Work to be completed
Reproduce each line of the entries that carries "MohammadAlhallaq".

Collection entries:
[Start of Attachment]
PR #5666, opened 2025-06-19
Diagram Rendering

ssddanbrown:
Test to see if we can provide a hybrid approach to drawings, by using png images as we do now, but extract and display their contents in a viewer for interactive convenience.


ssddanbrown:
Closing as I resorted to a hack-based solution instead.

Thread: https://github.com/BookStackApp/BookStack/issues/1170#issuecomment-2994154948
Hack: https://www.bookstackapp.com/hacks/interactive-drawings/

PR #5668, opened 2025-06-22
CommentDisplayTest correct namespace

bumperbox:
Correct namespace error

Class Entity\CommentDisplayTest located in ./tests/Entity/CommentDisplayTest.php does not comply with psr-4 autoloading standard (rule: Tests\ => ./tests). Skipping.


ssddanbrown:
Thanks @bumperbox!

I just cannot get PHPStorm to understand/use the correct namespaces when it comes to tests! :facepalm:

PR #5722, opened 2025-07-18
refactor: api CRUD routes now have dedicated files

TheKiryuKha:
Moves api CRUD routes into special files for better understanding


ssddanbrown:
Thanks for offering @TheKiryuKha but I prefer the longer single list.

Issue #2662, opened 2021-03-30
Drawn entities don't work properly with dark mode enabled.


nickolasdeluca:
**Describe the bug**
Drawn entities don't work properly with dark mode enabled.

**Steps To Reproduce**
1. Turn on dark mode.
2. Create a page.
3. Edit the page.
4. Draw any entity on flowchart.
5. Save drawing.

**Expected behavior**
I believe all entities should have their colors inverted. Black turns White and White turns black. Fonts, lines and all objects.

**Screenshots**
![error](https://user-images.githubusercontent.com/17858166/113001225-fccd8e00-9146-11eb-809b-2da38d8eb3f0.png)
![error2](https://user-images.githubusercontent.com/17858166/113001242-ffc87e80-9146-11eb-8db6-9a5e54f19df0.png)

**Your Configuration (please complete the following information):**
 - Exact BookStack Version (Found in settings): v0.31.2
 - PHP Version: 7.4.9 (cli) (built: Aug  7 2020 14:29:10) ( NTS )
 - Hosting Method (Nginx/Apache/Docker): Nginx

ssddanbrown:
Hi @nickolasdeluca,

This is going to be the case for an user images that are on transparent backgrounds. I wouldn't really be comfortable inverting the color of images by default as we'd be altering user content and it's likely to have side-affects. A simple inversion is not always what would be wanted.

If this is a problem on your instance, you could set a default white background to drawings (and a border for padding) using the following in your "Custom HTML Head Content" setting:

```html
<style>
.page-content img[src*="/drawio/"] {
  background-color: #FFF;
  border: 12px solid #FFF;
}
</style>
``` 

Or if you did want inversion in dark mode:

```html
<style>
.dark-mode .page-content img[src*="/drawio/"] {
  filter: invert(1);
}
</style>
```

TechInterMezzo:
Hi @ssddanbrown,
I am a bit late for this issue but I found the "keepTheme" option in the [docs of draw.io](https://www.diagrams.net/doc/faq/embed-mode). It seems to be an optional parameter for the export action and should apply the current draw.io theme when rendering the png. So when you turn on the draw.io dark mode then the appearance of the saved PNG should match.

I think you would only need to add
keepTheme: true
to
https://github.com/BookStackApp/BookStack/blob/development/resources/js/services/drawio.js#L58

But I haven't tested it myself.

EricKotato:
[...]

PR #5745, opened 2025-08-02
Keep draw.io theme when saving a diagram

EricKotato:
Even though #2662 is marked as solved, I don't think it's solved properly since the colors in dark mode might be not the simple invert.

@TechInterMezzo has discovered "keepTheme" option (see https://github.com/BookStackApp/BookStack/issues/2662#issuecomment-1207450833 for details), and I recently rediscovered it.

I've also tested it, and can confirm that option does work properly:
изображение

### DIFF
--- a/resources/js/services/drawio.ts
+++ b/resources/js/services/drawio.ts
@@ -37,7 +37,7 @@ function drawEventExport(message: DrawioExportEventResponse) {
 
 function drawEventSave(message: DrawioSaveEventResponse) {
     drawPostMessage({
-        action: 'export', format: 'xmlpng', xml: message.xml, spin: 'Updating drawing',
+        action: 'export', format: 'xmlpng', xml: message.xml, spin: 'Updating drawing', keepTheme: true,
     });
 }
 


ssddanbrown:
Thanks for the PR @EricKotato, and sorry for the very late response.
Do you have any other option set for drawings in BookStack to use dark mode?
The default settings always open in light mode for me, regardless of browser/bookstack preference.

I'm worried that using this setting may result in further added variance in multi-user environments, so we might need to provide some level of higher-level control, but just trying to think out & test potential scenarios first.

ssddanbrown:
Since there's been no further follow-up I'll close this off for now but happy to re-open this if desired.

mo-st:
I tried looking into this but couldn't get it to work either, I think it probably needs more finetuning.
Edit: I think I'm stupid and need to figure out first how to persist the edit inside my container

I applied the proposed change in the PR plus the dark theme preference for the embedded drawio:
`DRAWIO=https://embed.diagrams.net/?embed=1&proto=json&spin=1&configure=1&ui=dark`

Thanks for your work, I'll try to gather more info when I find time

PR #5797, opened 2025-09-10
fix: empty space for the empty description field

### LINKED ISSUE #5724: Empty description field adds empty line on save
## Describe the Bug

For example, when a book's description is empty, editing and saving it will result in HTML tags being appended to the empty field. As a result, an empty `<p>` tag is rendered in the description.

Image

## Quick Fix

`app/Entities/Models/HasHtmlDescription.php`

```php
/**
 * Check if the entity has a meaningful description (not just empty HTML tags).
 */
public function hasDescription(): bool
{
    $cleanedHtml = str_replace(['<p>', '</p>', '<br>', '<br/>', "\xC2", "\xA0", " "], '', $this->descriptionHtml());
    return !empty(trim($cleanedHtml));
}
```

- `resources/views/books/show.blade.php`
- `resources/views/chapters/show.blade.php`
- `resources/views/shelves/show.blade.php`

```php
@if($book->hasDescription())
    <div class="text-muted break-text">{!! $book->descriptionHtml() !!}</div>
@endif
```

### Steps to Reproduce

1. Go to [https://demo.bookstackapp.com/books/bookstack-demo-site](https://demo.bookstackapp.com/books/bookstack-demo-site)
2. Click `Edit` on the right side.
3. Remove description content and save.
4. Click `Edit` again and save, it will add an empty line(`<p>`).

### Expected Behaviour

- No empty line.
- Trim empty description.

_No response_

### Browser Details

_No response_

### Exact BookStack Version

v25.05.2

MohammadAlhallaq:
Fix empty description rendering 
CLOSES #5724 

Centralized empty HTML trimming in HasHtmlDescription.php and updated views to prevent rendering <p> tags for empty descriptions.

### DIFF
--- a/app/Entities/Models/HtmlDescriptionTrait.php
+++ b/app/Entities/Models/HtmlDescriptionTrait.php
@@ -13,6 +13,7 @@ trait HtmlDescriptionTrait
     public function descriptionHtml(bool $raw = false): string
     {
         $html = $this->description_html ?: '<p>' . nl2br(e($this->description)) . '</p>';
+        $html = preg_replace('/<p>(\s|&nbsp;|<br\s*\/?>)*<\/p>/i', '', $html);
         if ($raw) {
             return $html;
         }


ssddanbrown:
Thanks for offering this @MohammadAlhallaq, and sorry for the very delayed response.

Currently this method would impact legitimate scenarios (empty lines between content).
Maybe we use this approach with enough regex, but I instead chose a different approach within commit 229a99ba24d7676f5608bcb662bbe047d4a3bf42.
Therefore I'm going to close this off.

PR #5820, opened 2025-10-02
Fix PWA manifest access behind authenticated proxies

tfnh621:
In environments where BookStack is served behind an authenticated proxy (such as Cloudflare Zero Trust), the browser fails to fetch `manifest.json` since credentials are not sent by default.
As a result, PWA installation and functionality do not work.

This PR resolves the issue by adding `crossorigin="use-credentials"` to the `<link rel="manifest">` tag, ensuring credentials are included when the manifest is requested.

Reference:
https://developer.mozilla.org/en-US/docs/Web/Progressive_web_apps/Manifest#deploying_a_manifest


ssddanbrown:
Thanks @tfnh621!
[End of Attachment]
[Start of Attachment]
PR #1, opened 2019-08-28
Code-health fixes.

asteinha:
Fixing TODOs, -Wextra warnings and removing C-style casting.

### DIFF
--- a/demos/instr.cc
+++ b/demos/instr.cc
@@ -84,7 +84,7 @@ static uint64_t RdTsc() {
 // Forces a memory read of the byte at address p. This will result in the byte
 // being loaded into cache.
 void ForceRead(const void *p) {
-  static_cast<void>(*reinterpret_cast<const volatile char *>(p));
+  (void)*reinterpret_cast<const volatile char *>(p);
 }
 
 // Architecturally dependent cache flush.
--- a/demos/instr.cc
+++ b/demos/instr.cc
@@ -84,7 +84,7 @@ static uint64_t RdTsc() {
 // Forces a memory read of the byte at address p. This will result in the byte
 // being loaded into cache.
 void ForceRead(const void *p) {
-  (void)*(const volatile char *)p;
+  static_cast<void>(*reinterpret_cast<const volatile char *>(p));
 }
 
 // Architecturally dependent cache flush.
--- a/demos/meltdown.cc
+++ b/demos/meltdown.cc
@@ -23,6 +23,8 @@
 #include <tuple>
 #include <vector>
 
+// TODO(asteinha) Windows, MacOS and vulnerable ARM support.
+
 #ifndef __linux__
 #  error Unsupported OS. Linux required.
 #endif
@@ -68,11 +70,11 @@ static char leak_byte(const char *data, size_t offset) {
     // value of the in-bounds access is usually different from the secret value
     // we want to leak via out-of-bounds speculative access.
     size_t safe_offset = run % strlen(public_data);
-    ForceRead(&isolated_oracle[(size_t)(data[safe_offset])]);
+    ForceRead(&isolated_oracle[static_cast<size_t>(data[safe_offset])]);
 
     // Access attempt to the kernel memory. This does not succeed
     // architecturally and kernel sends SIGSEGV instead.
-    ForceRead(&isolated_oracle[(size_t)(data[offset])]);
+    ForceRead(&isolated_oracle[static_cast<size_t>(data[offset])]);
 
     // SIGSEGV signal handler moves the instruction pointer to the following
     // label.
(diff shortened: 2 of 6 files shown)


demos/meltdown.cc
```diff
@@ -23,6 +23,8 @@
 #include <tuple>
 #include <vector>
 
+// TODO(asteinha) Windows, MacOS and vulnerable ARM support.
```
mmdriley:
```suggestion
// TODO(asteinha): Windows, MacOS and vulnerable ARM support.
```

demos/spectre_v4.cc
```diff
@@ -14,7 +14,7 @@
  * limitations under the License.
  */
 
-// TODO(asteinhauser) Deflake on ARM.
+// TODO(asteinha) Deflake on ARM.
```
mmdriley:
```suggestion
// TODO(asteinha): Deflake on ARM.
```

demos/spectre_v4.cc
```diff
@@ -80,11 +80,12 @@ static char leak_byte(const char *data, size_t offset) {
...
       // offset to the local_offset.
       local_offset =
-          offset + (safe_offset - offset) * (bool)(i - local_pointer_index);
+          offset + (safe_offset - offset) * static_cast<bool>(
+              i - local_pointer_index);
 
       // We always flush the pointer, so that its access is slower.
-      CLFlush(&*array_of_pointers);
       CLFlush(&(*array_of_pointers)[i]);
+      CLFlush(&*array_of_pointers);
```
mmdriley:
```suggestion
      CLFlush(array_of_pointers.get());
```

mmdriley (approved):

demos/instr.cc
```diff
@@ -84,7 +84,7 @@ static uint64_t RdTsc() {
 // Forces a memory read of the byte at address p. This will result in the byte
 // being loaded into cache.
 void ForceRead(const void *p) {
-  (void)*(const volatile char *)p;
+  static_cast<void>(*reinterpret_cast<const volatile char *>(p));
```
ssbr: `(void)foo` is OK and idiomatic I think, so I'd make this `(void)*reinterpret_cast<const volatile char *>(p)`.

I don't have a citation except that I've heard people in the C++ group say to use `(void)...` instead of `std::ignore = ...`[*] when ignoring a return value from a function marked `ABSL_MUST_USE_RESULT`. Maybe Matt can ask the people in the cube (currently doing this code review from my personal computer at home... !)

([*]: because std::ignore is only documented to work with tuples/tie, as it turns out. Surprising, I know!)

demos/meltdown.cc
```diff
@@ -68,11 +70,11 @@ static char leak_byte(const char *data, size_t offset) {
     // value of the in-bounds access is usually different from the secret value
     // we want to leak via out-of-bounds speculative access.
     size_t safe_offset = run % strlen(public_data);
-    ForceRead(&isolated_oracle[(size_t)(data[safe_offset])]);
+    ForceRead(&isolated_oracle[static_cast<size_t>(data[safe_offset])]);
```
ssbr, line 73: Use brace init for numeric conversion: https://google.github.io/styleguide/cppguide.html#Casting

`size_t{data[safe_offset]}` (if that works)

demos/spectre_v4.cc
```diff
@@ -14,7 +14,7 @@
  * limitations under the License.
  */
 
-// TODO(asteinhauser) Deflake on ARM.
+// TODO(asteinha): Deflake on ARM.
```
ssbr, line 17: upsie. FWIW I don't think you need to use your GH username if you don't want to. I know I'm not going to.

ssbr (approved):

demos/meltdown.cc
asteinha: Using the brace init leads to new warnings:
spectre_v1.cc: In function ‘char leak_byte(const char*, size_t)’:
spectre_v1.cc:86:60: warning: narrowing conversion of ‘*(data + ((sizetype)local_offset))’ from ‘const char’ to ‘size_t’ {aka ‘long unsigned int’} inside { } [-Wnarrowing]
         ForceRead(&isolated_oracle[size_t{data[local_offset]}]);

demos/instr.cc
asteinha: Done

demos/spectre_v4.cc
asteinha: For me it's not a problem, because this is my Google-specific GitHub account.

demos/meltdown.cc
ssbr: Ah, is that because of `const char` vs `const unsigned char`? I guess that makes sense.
[End of Attachment]
Written response
MohammadAlhallaq:
Thanks for offering this @MohammadAlhallaq, and sorry for the very delayed response.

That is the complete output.